Is this a foolish idea? Perhaps. I wonder if it is the threat of another being on the island who might at any moment steal my life from me that lends to my musings over this sentimental idea. I can’t be sure. I do know that having this adversary here or even imagining him here brings a new urgency to my writing. I want so much to put my thoughts in order, to tell my story. A simple man thrust into an extraordinary situation.

But isn’t that the story of every war?

As you know, I have not had much schooling, but I learned much at my grandfather’s knee and have read, or tried to, the books that Grandfather lent me. With no motors to tinker with here, I find myself tinkering with ideas, trying to see how they fit together. I allow myself to write upon the page thoughts I would never dare to express to any living soul other than you, who are endlessly patient with me and do not judge me. I know you would be glad to hear whatever nonsense I have to say. Am I not your favorite chatterbox?

The writing pleases me, even more, now that I have told you everything that has passed and we can be here, like this, in the moment. But I cannot pretend to have shaken the idea of the
other.
It works on me, under my skin, an irritant, an unwanted burden. I have survived, found a paradise, only to have the tranquillity of it compromised by this cagey
gaijin.
As the days pass, I can only picture him as very evasive and clever. When I go foraging for food, I feel the presence of him. I feel I am being stalked — stalked even in my dreams, for the kingdom of sleep has been usurped every bit as thoroughly as my island kingdom. I wake dispirited and angry. I try sleeping in the coral tree, but my sleep is interrupted by the terrible fear of rolling off.

Nowhere is safe.

There is a bird building a nest in a tree that I pass every morning on my way down to the lagoon for a swim. I have watched the little golden white-eye fly back and forth with casuarina needles, grasses, and vines. I have watched her settle in her nest, have bid her good morning and wished her good luck with her family. One time, when she was off hunting for food, I even dared to shinny up her tree to take a look: there were two pale bluish-green eggs with red splotches there.

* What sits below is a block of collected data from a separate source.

PR #4591, opened 2025-06-11
Closes 4581 -- adds benchmark for where

### LINKED ISSUE #4581: Create a benchmark for the arkouda where function, to determine if a change is an improvement
I have a distributed version of the ak.where function, but we will need a benchmark for where before we can determine if it's performant.

drculhane:
Closes #4581 

We'll need a benchmark for where to see if the proposed change to it is an improvement.

### DIFF
--- a/benchmark_v2/where_benchmark.py
+++ b/benchmark_v2/where_benchmark.py
@@ -26,15 +26,8 @@ def bench_where(benchmark, dtype, v_or_s):
         N = pytest.prob_size * cfg["numLocales"]
         seed = pytest.seed
 
-        if dtype == "int64":
-            a = ak.randint(0, 2**32, N, seed=seed, dtype=ak.int64)
-            b = ak.randint(0, 2**32, N, seed=seed, dtype=ak.int64)
-        elif dtype == "uint64":
-            a = ak.randint(0, 2**32, N, seed=seed, dtype=ak.uint64)
-            b = ak.randint(0, 2**32, N, seed=seed, dtype=ak.uint64)
-        else:
-            a = ak.randint(0, 2**32, N, seed=seed, dtype=ak.float64)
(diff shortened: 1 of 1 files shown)


benchmark_v2/where_benchmark.py
```diff
@@ -0,0 +1,57 @@
...
+def bench_where(benchmark, dtype, v_or_s):
+    """
+    Measures the performance of where
+    """
+    if dtype in pytest.dtype:
+        cfg = ak.get_config()
+        N = pytest.prob_size * cfg["numLocales"]
+        seed = pytest.seed
+
+        if dtype == "int64":
```
ajpotts, line 29: Why have three separate cases instead of just using `dtype=dtype`?

benchmark.ini
```diff
@@ -25,6 +25,7 @@ testpaths =
     benchmark_v2/no_op_benchmark.py
     benchmark_v2/io_benchmark.py
     benchmark_v2/sort_cases_benchmark.py
+    benchmark_v2/where_benchmark.py
 python_functions = bench_* check_correctness*
```
ajpotts, line 29: Just checking, you're adding this to the benchmark.ini because you think it should be run every night?  If so, you will want to update `benchmark_v2/reformat_benchmark_results.py` so the results will display.

ajpotts (approved):
Looks good!

benchmark_v2/where_benchmark.py
drculhane:
```
            elif dtype == "float64":
                a = ak.randint(0, 1, N, dtype=ak.float64, seed=pytest.seed)
                b = ak.randint(0, 1, N, dtype=ak.float64, seed=pytest.seed)
```
I kinda copy/pasted from stream_benchmark.  But you're right, this can just be dtype = etc.

PR #4604, opened 2025-06-13
Fixes `pydoclint` error when using user conda environment

alvaradoo:
Moves `pydoclint` to be a `pip` dependence instead of a `conda` one to fix the `PackageNotFoundError` when creating a `conda` environment from `arkouda-env.yml`.


ajpotts (approved):
Thanks for fixing that!

1RyanK (approved):
Looks good!

1RyanK (approved):

PR #4613, opened 2025-06-13
Closes #3570:  Update groupby_benchmark

### LINKED ISSUE #3570: Update `groupby_benchmark`

ajpotts:
## PR: Refactor `groupby_benchmark.py` for Consistency and Correctness-Only Support

This PR refactors the `groupby_benchmark.py` benchmark to align with Arkouda’s standardized benchmarking style and enable correctness-only testing.

### ✅ Key Updates

- **Correctness-Only Mode Support (`pytest.correctness_only=True`)**  
  Automatically reduces problem size to `10**4` for fast validation and CI efficiency.

- **Accurate Byte Tracking for Throughput Reporting**  
  Benchmarked function now returns the number of bytes processed, enabling consistent and accurate `GiB/sec` transfer rate metrics.

- **Helper Function Enhanced**  
  `generate_arrays()` now accepts a target problem size and handles all dtype/structure combinations with accurate byte counting.

- **Consistent Benchmark Wrapping**  
  GroupBy creation logic is now wrapped in a function (`create_groupby`) that returns transfer volume, mirroring the approach used in `aggregate_benchmark.py`.

### 🔧 Structural Improvements

- Cleaner logic for mixed-type input
- Explicit `N` management using `cfg["numLocales"]`
- Unified naming (`numBytes`, `totalbytes`, `N`, etc.)

This update ensures that `ak.GroupBy` creation benchmarks are reliable, reproducible, and compatible with future correctness/NumPy testing workflows.

Closes #3570:  Update groupby_benchmark

### DIFF
--- a/benchmark_v2/groupby_benchmark.py
+++ b/benchmark_v2/groupby_benchmark.py
@@ -2,15 +2,11 @@ import pytest
 
 import arkouda as ak
 
-# mixed used for groupby of str and int64
 TYPES = ["int64", "bigint", "str", "mixed"]
 NUM_ARR = [1, 2, 8, 16]
 
 
-def generate_arrays(dtype, numArrays):
-    cfg = ak.get_config()
-    N = pytest.prob_size * cfg["numLocales"]
-
+def generate_arrays(dtype, numArrays, N):
     totalbytes = 0
     arrays = []
     for i in range(numArrays):
@@ -19,11 +15,7 @@ def generate_arrays(dtype, numArrays):
             b = ak.randint(0, 2**32, N // numArrays, dtype=ak.uint64, seed=pytest.seed)
             ba = ak.bigint_from_uint_arrays([a, b], max_bits=pytest.max_bits)
             arrays.append(ba)
-            # bytes per bigint array (N * 16) since it's made of 2 uint64 arrays
-            # if max_bits in [0, 64] then they're essentially 1 uint64 array
-            totalbytes += (
-                a.size * 8 if pytest.max_bits != -1 and pytest.max_bits <= 64 else a.size * 8 * 2
-            )
+            totalbytes += a.size * 8 if 0 < pytest.max_bits <= 64 else a.size * 16
         elif dtype == "int64" or (i % 2 == 0 and dtype == "mixed"):
             a = ak.randint(0, 2**32, N // numArrays, seed=pytest.seed)
             arrays.append(a)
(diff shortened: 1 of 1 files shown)


benchmark_v2/groupby_benchmark.py
```diff
@@ -19,11 +15,7 @@ def generate_arrays(dtype, numArrays):
             b = ak.randint(0, 2**32, N // numArrays, dtype=ak.uint64, seed=pytest.seed)
             ba = ak.bigint_from_uint_arrays([a, b], max_bits=pytest.max_bits)
             arrays.append(ba)
-            # bytes per bigint array (N * 16) since it's made of 2 uint64 arrays
-            # if max_bits in [0, 64] then they're essentially 1 uint64 array
-            totalbytes += (
-                a.size * 8 if pytest.max_bits != -1 and pytest.max_bits <= 64 else a.size * 8 * 2
-            )
+            totalbytes += a.size * 8 if pytest.max_bits != -1 and pytest.max_bits <= 64 else a.size * 16
```
vasslitvinov, line 18: How about checking `max_bits > 0` instead of `max_bits != -1` ?

Also, should this computation `totalbytes` also account for bigint metadata?

benchmark_v2/groupby_benchmark.py
```diff
@@ -45,11 +37,19 @@ def generate_arrays(dtype, numArrays):
 @pytest.mark.parametrize("dtype", TYPES)
 def bench_groupby(benchmark, numArrays, dtype):
     if dtype in pytest.dtype:
-        arrays, totalbytes = generate_arrays(dtype, numArrays)
-        benchmark.pedantic(ak.GroupBy, args=[arrays], rounds=pytest.trials)
+        N = 10**4 if pytest.correctness_only else pytest.prob_size * ak.get_config()["numLocales"]
```
vasslitvinov, line 40: Makes me wonder whether we should query `ak.get_config()` at server startup and stash it in `pytest.ak_config` or some such. (And clear it up when the server is shutdown.)

This is independent of this PR of course.

vasslitvinov (approved):
How about adding `skipif_if_numpy` and `    benchmark.extra_info["backend"] = "Arkouda"` ?

benchmark_v2/groupby_benchmark.py
ajpotts: I changed to `max_bits > 0`.

For the metadata what were you thinking?

vasslitvinov: > For the metadata what were you thinking?

My understanding is that Chapel's `bigint` and/or GMP's representation (used by `bigint`) uses memory in addition to the "limbs" that contain the bits for the number being represented. The latter is accounted for in `a.size * 8` (or 16). Does the former also need to be counted as memory being operated on?

jaketrookman (approved):
Looks good

PR #4617, opened 2025-06-13
Closes #4499: Create a repartitionByHashString function

### LINKED ISSUE #4499: Create a `repartitionByHashString` function
**Feature Description**
This should have each locale hash the data it is responsible for and use that to map it to a destination locale, likely using the `repartitionByLocaleString` function.

**Example Behavior**
Again this can probably be ripped straight from `concatenate_uniquely`.

1RyanK:
I moved up a coforall into a loop over coforalls, thereby saving a coforall but adding one in the Repartition function. Repartition function is rather simple this time.

Closes #4499: Create a repartitionByHashString function

### DIFF
--- a/src/ConcatenateMsg.chpl
+++ b/src/ConcatenateMsg.chpl
@@ -488,8 +488,12 @@ module ConcatenateMsg
             localeSets[here.id] = new set(string);
         }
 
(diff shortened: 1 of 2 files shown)


jaketrookman (approved):
Looks good

PR #4622, opened 2025-06-16
Closes #4621: Create a max_bits_list function

### LINKED ISSUE #4621: Create a `max_bits_list` function
**Feature Description**
There are a few functions (particularly in `pdarraymanipulation.py`) that take in a list of arrays and calculate the minimum `max_bits` of them, and whether or not one of them is a `bigint` array. It may be helpful to move this to a separate function.

1RyanK:
Decided to create a helper private function to do this. I don't think this really needs to be exposed to users, so I put an underscore in front of the name.

Closes #4621: Create a max_bits_list function


drculhane (approved):
Following our discussion, I understand the intent, and definitely approve.  Always better to have the code in one place than repeated multiple times.

PR #4637, opened 2025-06-17
Closes 2999, adds ak.logspace function

### LINKED ISSUE #2999: logspace function
Replicate the functionality of numpy.logspace:
https://numpy.org/doc/stable/reference/generated/numpy.logspace.html

drculhane:
Closes #2999

This adds a logspace function, similar to np.logspace.  Just like np.logspace, it uses the linspace function to generate a sequence of numbers, then raises it to the given power.

There is also a unit test for logspace.

Note that we really need to do some additional work.  My preference is to push this function for now, and then create a new issue to improve the alignment to numpy as described below (but I'm open to discussion).

- Neither ak.logspace nor ak.linspace allow non-scalar start, stop and base.  The numpy versions do.
- ak.logspace and ak.linspace use "length" to refer to the argument that numpy calls "num".
- Neither ak.logspace nor ak.linspace allow a dtype or axis argument.  Numpy does.

### DIFF
--- a/arkouda/__init__.py
+++ b/arkouda/__init__.py
@@ -223,6 +223,7 @@ from arkouda.numpy import (
     log10,
     log1p,
     log2,
+    logspace,
     longdouble,
     longlong,
     ma,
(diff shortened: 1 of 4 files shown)


ajpotts (approved):

ajpotts:
Thanks for putting this up!  I would recommend creating tickets for the improvements you suggested in the description.

jaketrookman (approved):
Looks good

Then, this morning, a dull gray morning, after a particularly bad night of dreams, I saw the golden white-eye not foraging or on her nest but flitting about above it, crying with alarm. I stopped in my tracks, for I saw right away the cause of her distress: a brown snake was gliding up the trunk of the tree toward the nest. No! The snake was too high up for me to do anything but watch it slither out onto the branch and over the lip of the nest, where it devoured her eggs, one by one.

I stood seething with anger, my fists clenched. It is later and I have calmed a bit and have had the time to think about the incident more clearly. I have this to say: the brown snake must eat, too. But nonetheless the event is surely a sign. I know that my rage is not simply for the golden white-eye’s loss, but for my own predicament. I have let an unseen enemy slither into my nest! I am so filled with apprehension that I cannot sleep at night. I have avoided acting out of cowardice, pretending it was only caution. I know I must find out now, once and for all, if I am master of this place. I cannot put off a confrontation for one more day. Tomorrow, Hisako-chan, I will track the navigator down. If this is my last entry, then you know what happened.